In the late 1970s and early 1980s, New York City was a Mecca for Runaways, aspiring models, artists, and actors. It was also highly affordable. However, the city was almost bankrupt, and the crime rate was ramped up.
In 1978, Basquiat (December 22, 1960 – August 12, 1988) was seventeen years old; his father kicked him out of his home for smoking pot and Acid in his room.
Basquiat, with his best friend Al Diaz, went to Manhattan with nothing but their youth. Together, they assimilated into the underground world of the bohemian life of runaways. They wrote enigmatic epigrams; graffiti poetry appeared everywhere on the walls of SoHo signed SAMO.
Who is Jean Michel Basquiat?
Basquiat was born in Park Slope, Brooklyn, New York City, the second of four children to Matilde and Gérard Basquiat. He had an older brother, Max, who died before Jean Michel’s birth, and two younger sisters. Basquiat was a precocious child who learned to read and write by age four. He was fluent in French, Spanish, and English and an avid reader in all those languages.

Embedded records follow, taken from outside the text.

PR #409, opened 2023-03-27
Add Hugo's suggestion about Thresholding

bytemare:
In #397 , @hugokraw suggested

> I suggest the following edit  (marked in italics)
>
> The authors suggest implementing the OPRF phase as a Threshold OPRF
> {{TOPPSS}}, effectively forcing an attacker to act online or to control at
> least t key shares, where t is the threshold number of shares necessary to
> recombine the secret OPRF key*, and only then be able to* run an offline
> dictionary attack.

This PR adds this.

Moreover, he suggested

> You may or may not comment also in the following point:
If the OPRF servers are separate from the authentication server then
finding all n shares still does not help since you cannot run the dictionary
attack without the server's database.

@hugokraw, do you mean _n_ like in "all shares that have been created" or "a threshold number of shares"?

### DIFF
--- a/draft-irtf-cfrg-opaque.md
+++ b/draft-irtf-cfrg-opaque.md
@@ -1910,7 +1910,7 @@ implementation considerations.
   protocol is secure. The choice of such inputs is up to the application.
 - {{JKX18}} comments on a defense against offline
   dictionary attacks upon server compromise or honest-but-curious servers.
-  The authors suggest implementing the OPRF phase as a Threshold OPRF {{TOPPSS}},
+  The authors suggest implementing the OPRF phase as a threshold OPRF {{TOPPSS}},
   effectively forcing an attacker to act online or to control at least t key
   shares (among the total n), where t is the threshold number of shares necessary
   to recombine the secret OPRF key, and only then be able to run an offline dictionary
--- a/draft-irtf-cfrg-opaque.md
+++ b/draft-irtf-cfrg-opaque.md
@@ -1912,9 +1912,12 @@ implementation considerations.
   dictionary attacks upon server compromise or honest-but-curious servers.
   The authors suggest implementing the OPRF phase as a Threshold OPRF {{TOPPSS}},
   effectively forcing an attacker to act online or to control at least t key
-  shares, where t is the threshold number of shares necessary to recombine
-  the secret OPRF key, and only then be able to run an offline dictionary attack.
-  This implementation only affects the server and change nothing for the client.
+  shares (among the total n), where t is the threshold number of shares necessary
+  to recombine the secret OPRF key, and only then be able to run an offline dictionary
+  attack. This implementation only affects the server and change nothing for the client.
+  Furthermore, if the Threshold OPRF servers holding these keys are separate from
+  the authentication server, then recovering all n shares would still not suffice
+  to run an offline dictionnary attack without access to the client record database.
   However, this mechanism is out of scope for this document.
 
 The following list enumerates notable differences and refinements from the original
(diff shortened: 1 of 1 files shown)


hugokraw:
I meant *n* like in "all shares that have been created" (equivalently, all
servers through which the OPRF key is shared)

chris-wood (changes requested):

draft-irtf-cfrg-opaque.md
```diff
@@ -1908,14 +1908,17 @@ implementation considerations.
...
+- {{JKX18}} comments on a defense against offline
   dictionary attacks upon server compromise or honest-but-curious servers.
   The authors suggest implementing the OPRF phase as a Threshold OPRF {{TOPPSS}},
   effectively forcing an attacker to act online or to control at least t key
-  shares, where t is the threshold number of shares necessary to recombine
-  the secret OPRF key and run an offline dictionary attack. This implementation only affects the server and changes
-  nothing for the client. However, this mechanism is out of scope for this document.
+  shares (among the total n), where t is the threshold number of shares necessary
+  to recombine the secret OPRF key, and only then be able to run an offline dictionary
+  attack. This implementation only affects the server and change nothing for the client.
```
chris-wood, line 1917:
```suggestion
  attack. This implementation only affects the server and changes nothing for the client.
```

draft-irtf-cfrg-opaque.md
```diff
@@ -1908,14 +1908,17 @@ implementation considerations.
...
+  Furthermore, if the Threshold OPRF servers holding these keys are separate from
```
chris-wood, line 1918:
```suggestion
  Furthermore, if the threshold OPRF servers holding these keys are separate from
```

chris-wood (approved):

draft-irtf-cfrg-opaque.md
bytemare: hm, I'm referring to the "Threshold OPRF {{TOPPSS}}" some lines above, where I used an uppercase T. Should I add the citation on this line or lowercase the top one?

chris-wood: I think we should use lowercase threshold in both cases. It's just an adjective for the OPRF, not a proper noun.

draft-irtf-cfrg-opaque.md
```diff
@@ -1908,14 +1908,17 @@ implementation considerations.
   of the derivation of OPRF keys via a single PRF. As long as the derivation
   of different OPRF keys from a single OPRF has different PRF inputs, the
   protocol is secure. The choice of such inputs is up to the application.
-- {{JKX18}} comments on a strong defense against essentially the only
-  inherent remaining weakness of a "strong aPAKE", namely, offline
+- {{JKX18}} comments on a defense against offline
   dictionary attacks upon server compromise or honest-but-curious servers.
   The authors suggest implementing the OPRF phase as a Threshold OPRF {{TOPPSS}},
```
bytemare, line 1913:
```suggestion
  The authors suggest implementing the OPRF phase as a threshold OPRF {{TOPPSS}},
```

draft-irtf-cfrg-opaque.md
bytemare: I committed the change, but then re-checked [in the Paper](https://eprint.iacr.org/2017/363.pdf), where they say "which we define as Threshold OPRF (T-OPRF)". I believe we should use uppercase to stick to the language used by the paper we're referring to

chris-wood: I don't really agree. Again, there is not just one Threshold OPRF, there can be many, so I'm going to fix this up on main.

stef: the paper calls it 2HashTDH, later papers call it tdh-op.

bytemare: True, you're certainly right

PR #416, opened 2023-06-28
replace "password file" with "registration record"

nikgraf:
The term "password file" is not used anywhere else in the spec. Usually it's referred to as `record` and the type is `RegistrationRecord`. To avoid confusion I suggest to change it to `registration record` in this particular place.


kevinlewi (approved):
Good catch, thank you!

Basquiat was seven years old (1968) when his parents divorced. His father was an accountant, born in Port-au-Prince, Haiti, and his mother was from Brooklyn to Puerto Rican parents. His father had guardianship of his children. He was only ten years old when his mother was committed to a psychiatric hospital, and she spent the rest of her life in and out of mental institutions.
Basquiat’s mother played an essential role in his love of art. He registered as a junior member of the Brooklyn Museum of Art and became fond of paintings and sculptures.
From 1974 to 1976, the Basquiats family moved to Miramar, Puerto Rico. When they returned to Brooklyn, Jean Michel Basquiat attended Edward R. Murrow High School. He struggled to deal with his mother’s instability and to fit in.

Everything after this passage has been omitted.